5 Ways to Tame AI's Energy Consumption
- Susan Guest
- Jul 15
- 2 min read
Updated: Oct 13

The IEA's special report Energy and AI, April 10, 2025, offers the most comprehensive, data-driven global analysis to date on the growing connections between energy and AI. It projects that electricity demand from data centers worldwide will more than double by 2030 to around 945 terawatt-hours (TWh), slightly more than the entire electricity consumption of Japan today. AI will be the most significant driver of this increase, with electricity demand from AI-optimized data centers projected to more than quadruple by 2030.
While corporate and governmental initiatives must address AI's largest environmental effect, small decisions at an individual level, when scaled across millions of users, can collectively work towards decreasing the energy demand as well. Here are five things you can implement in your AI use to contribute towards decreasing its environmental effect.
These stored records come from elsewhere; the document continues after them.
PR #2352, opened 2024-02-24
fix ish-app/ish#2349 stop EACCES truncate with open

kuflierl:
Relocate the permission check for the `generic_openat` function to before opening the back-end.
This mitigates the case where open is called on the file back-end even if the user is not allowed to.
Opening the back-end prematurely can cause truncation of the file in question by the error handler.

This seemed like an easy issue to fix so i tried fixing it.
This is my first PR in this Repository, If i made any mistakes let me know!

### DIFF
--- a/fs/generic.c
+++ b/fs/generic.c
@@ -43,8 +43,10 @@ struct fd *generic_openat(struct fd *at, const char *path_raw, int flags, int mo
         return ERR_PTR(err);
     struct mount *mount = find_mount_and_trim_path(path);
     
+    lock(&inodes_lock); // TODO: don't do this
     // get file stats before opening file to facilitate permission checking before the backend opens the file
     // opening a file with truncate and then closing it will cause the file contents to be cleared
+    // this might in theory cause a Time-of-Check to Time-of-Use privilage escalation by replacing the file with a symlink.
     struct statbuf stat;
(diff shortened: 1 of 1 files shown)


tbodt:
Looks like this makes tests fail

kuflierl:
That's indeed worrying, I will look into it when I have time

kuflierl:
> Looks like this makes tests fail

This time it should work @tbodt  I ran the tests.

I had to engage the inode lock before the stat

kuflierl:
We may need no increase the timeout delay to reduce false positives

kuflierl:
Actually there might be a better way that doesn't cripple the speed. but it might include a slight rework of the fd closing function. @tbodt Would you prefer that?

tbodt:
What happened with the speed?

If more things need to be refactored, more things need to be refactored :D This isn't a bad thing in itself.

kuflierl:
> What happened with the speed?
> 
> If more things need to be refactored, more things need to be refactored :D This isn't a bad thing in itself.

It seems fstat is that much faster than stat. I expected a bit of performance loss due to extra path finding overhead but not this much. Instead of checking before opening the file it might be a better idea to just write a better error handling function to compensate.

Jk2987 (approved):

brahunt23 (approved):

PR #2357, opened 2024-03-06
Update and rename SECURITY.md to SECURITY/HACKERS/delete

XxSonicGhostxX:
@security.github


saagarjha:
Hi! We appreciate your interest in the project’s security model but unfortunately your contribution does not rise to the level of something we would be looking to incorporate into our policy. iSH is explicitly not designed for production use, so it has a very different perspective from most other open source software. Our security documentation is intended to communicate this, and we welcome feedback if any part of it seems unclear or incorrect. If you nonetheless believe that your device has been compromised as a result of our security posture please provide as much detail as possible and our team will be happy to look into it for you.

Issue #711, opened 2020-05-09
Emacs broke


tbodt:
https://discord.com/channels/508839261924229141/510973900209913857/708708134398459905

> Help me! I installed ish on my ipad air3, after ran freshly installed emacs I got this error “Failed select: Invalid argument”. I have tried  ‘emacs —no—init-file’ , ‘apk upgrade & apk update’, reinstall emacs, reinstall ish, but with no success. After some googling I found this [https://github.com/termux/termux-packages/issues/952] and this [https://github.com/termux/termux-packages/pull/956]. Somebody encountered a bug in emacs under termux, and it looks like the same bug which ish happens to have?

glyph:
I saw this same issue on “1.0 (67)” via testflight. Emacs was the first thing I tried to use after installing, and this was a bit sad. So close!!

tbodt:
The good news is this is fixed if you build from source, and is also a regression in just the latest version, so you can try installing the one before that.

glyph:
Wow, thanks for the instant feedback! Now the only problem is that control-space doesn’t seem to be accessible on the iPad keyboard, and that’s a pretty important key binding in Emacs :).

tbodt:
That would be good to file a new issue for, in the meantime you can probably fake it with ctrl-2

PR #2359, opened 2024-03-08
Fix bad timeout values in `pselect()` (which broke mosh)

cgull:
`mosh` almost works, but it has weird unpredictable 1-30 second lag on text input that is quite incredibly annoying.

I ran this down to a fairly simple oversight:  `pselect()` takes a `timespec` for the timeout value, but that was getting passed unchanged to the iSH `select()` implementation which takes a `timeval`.

It looks like a fix was made for #711 earlier that sort of worked; this probably fixes the real underlying problem with Emacs.  That change clamped the excessively big nanosecond values to be +1 second, but Mosh was still badly affected.

This will probably clear up other mysterious lags in other applications.

There's a couple of other minor fixes I needed to get the CLI build working and logging, too.

### DIFF
--- a/kernel/poll.c
+++ b/kernel/poll.c
@@ -33,7 +33,8 @@ static int select_event_callback(void *context, int types, union poll_fd_info in
         return 0;
     return 1;
 }
-dword_t sys_select(fd_t nfds, addr_t readfds_addr, addr_t writefds_addr, addr_t exceptfds_addr, addr_t timeout_addr) {
+
+static dword_t select_common(fd_t nfds, addr_t readfds_addr, addr_t writefds_addr, addr_t exceptfds_addr, struct timespec *timeout_addr, const char *name) {
     size_t fdset_size = BITS_SIZE(nfds);
     char readfds[fdset_size];
     if (user_read_or_zero(readfds_addr, readfds, fdset_size))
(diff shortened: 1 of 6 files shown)


kernel/poll.c
```diff
@@ -46,14 +46,24 @@ dword_t sys_select(fd_t nfds, addr_t readfds_addr, addr_t writefds_addr, addr_t
         return _EFAULT;
 
     struct timespec timeout_ts = {};
-    if (timeout_addr != 0) {
+    if (timeout_addr != 0 && timeout_ts_addr != 0) {
+        assert(!"select_internal BUG");
```
tbodt, line 50: We can prevent this error at compile time instead of runtime. Let's move the code to read and convert timeval to the caller, removing the need for two mutually exclusive arguments. There are also [utility functions](https://github.com/ish-app/ish/blob/33eaf3bd2c0402309310b6b518edda2300c9df61/kernel/fs.c#L735C1-L747C2) already written for similar purposes, we should move them somewhere like util/timer.h and use them.

tools/meson.build
```diff
@@ -25,11 +25,14 @@ libarchive = dependency('libarchive', required: false)
 if not libarchive.found()
     # homebrew
     libarchive_lib = cc.find_library('archive', dirs: ['/usr/local/opt/libarchive/lib'], required: false)
-    if not libarchive_lib.found()
```
tbodt, line 28: The problem is just include_directories, right? Instead of this, let's make a variable similar to libarchive_lib for the different include directories. Something like

```
libarchive_lib = ...
libarchive_includes = ['/usr/local/opt/libarchive/include']
if not libarchive_lib.found()
	libarchive_lib = ...
	libarchive_includes = ['/opt/homebrew/opt/libarchive/lib']
endif
```

tbodt (changes requested):
Good find and thanks for the fix! I have a number of stylistic comments.

kernel/poll.c
cgull: Done.

tools/meson.build
cgull: Not quite, I think?  Depends on what you mean.  The problem was that whether your Mac has Homebrew in `/usr/local/opt` (x86) or `/opt` (Apple Silicon), it was always choosing `/usr/local/opt/libarchive/include`.  That's obviously inconsistent on Apple Silicon, and it doesn't work on my Apple Silicon machine.  Maybe your machine has a compatibilty symlink for that and mine doesn't?

Also, the existing code allows builds (without fakefsify) when libarchive is not present, I think your proposed change would break that.

I left this change as-is for now but I'll revise if you still want.

tbodt:
Thanks!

Use the Right Tool for the Job. When reaching for a powerful generative AI, ask yourself whether there is a less complicated, less energy-hungry tool available that can get your work done. For general fact-finding, a routine search engine query is several orders of magnitude less energy-intensive. Limit your use of generative AI to work it does best, such as summarizing long documents, suggesting ideas, and generating content, and highly specific research and analysis rather than tasks a search engine can perform.
Choose Text-Based Activities Over Generating Images. It takes a lot of energy to produce an image using AI, as compared with creating text. If you have a requirement for an image, think of using a stock image or finding one already available on the internet before asking an AI to produce a fresh one in its entirety. This decision can significantly lower your activity's energy consumption.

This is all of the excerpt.